Validation of significant wave height from Jason-3 and Sentinel-3A/B and relation to tidal currents in coastal regions of the Korean Peninsula

Abstract

As climate change and oceanic warming have an increasing impact on coastal waves, accurate observation of satellite significant wave height (SWH) in coastal regions is becoming more important. In addition to the validation of satellite SWHs in the global ocean, the SWHs should also be validated in coastal regions for their diverse applications. In this study, the accuracy and error characteristics of altimeter SWH data, Jason-3 Geophysical Data Records Version D and Sentinel-3A/B Level-2 marine scientific products, were investigated using SWH measurements from 18 buoy stations in the coastal region of the Korean Peninsula from 2017 to 2019. Results showed that the Jason-3 and Sentinel-3A/B SWHs exhibited root mean square errors (RMSE) and bias errors of 0.59-1.60 m and 0.03-0.42 m, respectively. Cross-validation between Jason-3 and Sentinel-3A/B exhibited a consistency comparable to that of the global ocean. The spatial distribution of comparison between altimeter SWH and wave model data was similar to that obtained using altimeter SWH and in situ measurements. Validation of altimeter SWH from the buoy stations yielded the highest error in the southwestern coastal region of the Korean Peninsula, with high tidal currents in the Yellow Sea.
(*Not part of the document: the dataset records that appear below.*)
PR #14423, opened 2019-03-18
Add the ability to specify Step Name for all actions

AdrieanKhisbe:
## Checklist
- [ ] I've updated the documentation if necessary. (🚧  _incoming_ )

### Motivation and Context
Some actions are meant to be runned several time with different configuration.

One of this exemple is  the [yarn plugin](https://github.com/joshrlesch/fastlane-plugin-yarn) that you may invoke different time with different script. Each of this invocation will appear with the same step_name, as `self.step_text` does not allow override on a per invocation basis.

**This PR tries to add a way to customize this (_each step name_)**

### Description

This PR add a mecanism so that the `step_name` of each action can be customized.
This is done by a facultative `:step_name` param that gets them removed from the properties passed to `action.run(params)`

#### Usage Example: 
```ruby
  rubocop(step_name: 'policekeeping_the_code_with_rubocop')
  yarn(command: 'fetch:version', step_name: 'fetch_version_code')
  yarn(command: 'pull:certificate', step_name: 'pull_certificates')
```

### DIFF
--- a/fastlane/lib/fastlane/runner.rb
+++ b/fastlane/lib/fastlane/runner.rb
@@ -228,7 +228,11 @@ module Fastlane
           # If another action is calling this action, we shouldn't show it in the summary
           # (see https://github.com/fastlane/fastlane/issues/4546)
 
-          action_name = from_action ? nil : class_ref.step_text
+          if arguments.kind_of? Array and arguments.first.is_a?(Hash)
+            step_name_override = arguments.first[:step_name]
+            arguments.first.delete(:step_name)
+          end
+          action_name = from_action ? nil : (step_name_override || class_ref.step_text)
           Actions.execute_action(action_name) do
             # arguments is an array by default, containing an hash with the actual parameters
             # Since we usually just need the passed hash, we'll just use the first object if there is only one
--- a/fastlane/lib/fastlane/runner.rb
+++ b/fastlane/lib/fastlane/runner.rb
@@ -228,11 +228,11 @@ module Fastlane
           # If another action is calling this action, we shouldn't show it in the summary
           # (see https://github.com/fastlane/fastlane/issues/4546)
 
-          if arguments.kind_of?(Array) && arguments.first.kind_of?(Hash)
-            step_name_override = arguments.first[:step_name]
-            arguments.first.delete(:step_name)
+          unless from_action # see https://github.com/fastlane/fastlane/issues/4546
+            args = arguments.kind_of?(Array) && arguments.first.kind_of?(Hash) ? arguments.first : {}
+            action_name = args[:step_name] || class_ref.step_text
+            args.delete(:step_name)
           end
-          action_name = from_action ? nil : (step_name_override || class_ref.step_text)
           Actions.execute_action(action_name) do
             # arguments is an array by default, containing an hash with the actual parameters
             # Since we usually just need the passed hash, we'll just use the first object if there is only one
--- a/fastlane/lib/fastlane/runner.rb
+++ b/fastlane/lib/fastlane/runner.rb
@@ -226,9 +226,8 @@ module Fastlane
       begin
         Dir.chdir(custom_dir) do # go up from the fastlane folder, to the project folder
           # If another action is calling this action, we shouldn't show it in the summary
-          # (see https://github.com/fastlane/fastlane/issues/4546)
 
-          unless from_action # see https://github.com/fastlane/fastlane/issues/4546
+          unless from_action
             args = arguments.kind_of?(Array) && arguments.first.kind_of?(Hash) ? arguments.first : {}
             action_name = args[:step_name] || class_ref.step_text
             args.delete(:step_name)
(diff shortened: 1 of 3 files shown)


AdrieanKhisbe:
Just signed the CLA 😉

fastlane/lib/fastlane/runner.rb
```diff
@@ -228,7 +228,11 @@ def execute_action(method_sym, class_ref, arguments, custom_dir: nil, from_actio
           # If another action is calling this action, we shouldn't show it in the summary
           # (see https://github.com/fastlane/fastlane/issues/4546)
 
-          action_name = from_action ? nil : class_ref.step_text
+          if arguments.kind_of?(Array) && arguments.first.kind_of?(Hash)
+            step_name_override = arguments.first[:step_name]
+            arguments.first.delete(:step_name)
```
getaaron: Why delete it?

fastlane/lib/fastlane/runner.rb
```diff
@@ -228,7 +228,11 @@ def execute_action(method_sym, class_ref, arguments, custom_dir: nil, from_actio
...
+          end
+          action_name = from_action ? nil : (step_name_override || class_ref.step_text)
```
getaaron: I find this confusing to read (not your fault, part of it's the original implementation)

What about something like this:

```ruby
unless from_action # see https://github.com/fastlane/fastlane/issues/4546
  action_name = arguments.first[:step_name] || class_ref.step_text
end
```

I think you can remove `if arguments.kind_of?(Array) && arguments.first.kind_of?(Hash)` by either

- moving the `arguments = [{}] if arguments.empty?` on line 137 out of its conditional
- moving the `if arguments.count == 0` stuff below to above

fastlane/lib/fastlane/runner.rb
AdrieanKhisbe: If I don't do this, it will crash because it"s not a supported option of the action

fastlane/lib/fastlane/runner.rb
AdrieanKhisbe: I do agree :)

fastlane/lib/fastlane/runner.rb
AdrieanKhisbe: though that could make sense to pass it though to the actoin. WDYT?

fastlane/lib/fastlane/runner.rb
AdrieanKhisbe: I did not manage to get ride of the kind_of check by trying the two alternative.
the first alternative break many test assumptions

fastlane/lib/fastlane/runner.rb
```diff
@@ -228,7 +228,11 @@ def execute_action(method_sym, class_ref, arguments, custom_dir: nil, from_actio
           # If another action is calling this action, we shouldn't show it in the summary
           # (see https://github.com/fastlane/fastlane/issues/4546)
```
getaaron: We can delete this comment now

fastlane/lib/fastlane/runner.rb
```diff
@@ -228,7 +228,11 @@ def execute_action(method_sym, class_ref, arguments, custom_dir: nil, from_actio
...
 
-          action_name = from_action ? nil : class_ref.step_text
+          unless from_action # see https://github.com/fastlane/fastlane/issues/4546
+            args = arguments.kind_of?(Array) && arguments.first.kind_of?(Hash) ? arguments.first : {}
```
getaaron: Nice 👍

getaaron:
LGTM 💗

Thoughts on a unit test?

fastlane/lib/fastlane/runner.rb
AdrieanKhisbe: will do

AdrieanKhisbe:
> LGTM 💗
> 
> Thoughts on a unit test?

@getaaron well, if you ask for 😁

janpio:
Whoa, so little code for such a nice improvement. I like where this is going!

AdrieanKhisbe:
@janpio @getaaron  And here it is, the unit tests just landed ✈️

jaleksynas:
This will be amazing for lanes with dozens of `sh` action calls as well.  There is some special handling the the `sh` action to support `log: false` case that may warrant a test case all it's own ;)

janpio (approved):

janpio:
I think this can be merged when some documentation was added (probably via a PR to fastlane/docs, somwhere in the "Advanced" sections). 

A rebase would also be nice, just to make 100% sure that nothing broke on Ubuntu as well (although I don't expect there to be any problems - our Ubuntu CI was just broken when this PR was created).

AdrieanKhisbe:
@janpio I rebased as you desired =)

janpio:
Beautiful these 6 green checks :)

Should we wait with the merge until a docs PR is done or do you maybe want to create an issue over at https://github.com/fastlane/docs/issues and create one at a later time? I'm good with both.

AdrieanKhisbe:
@janpio If this can speed up the process 👉 https://github.com/fastlane/docs/pull/811 :)

AdrieanKhisbe:
Thanks @fastlane-bot No hurry, I can wait a week for next release 😉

The stronger the tidal current speed, the more amplified the satellite SWH errors. The SWH differences exhibited a high dependence on the tidal index, including the elements of tidal current speed, water depth, and tide height. A relationship was found between the tidal index and the altimeter SWH differences from the in situ measurements. Based on this relation, formulas were proposed to reduce satellite SWH errors due to tidal currents in the coastal regions of the Korean Peninsula. For the matchups with tidal index less than 2, RMSE and bias errors of each satellite sensor were improved by up to 14.25% (0.28 m) and 94.40% (0.84 m), respectively.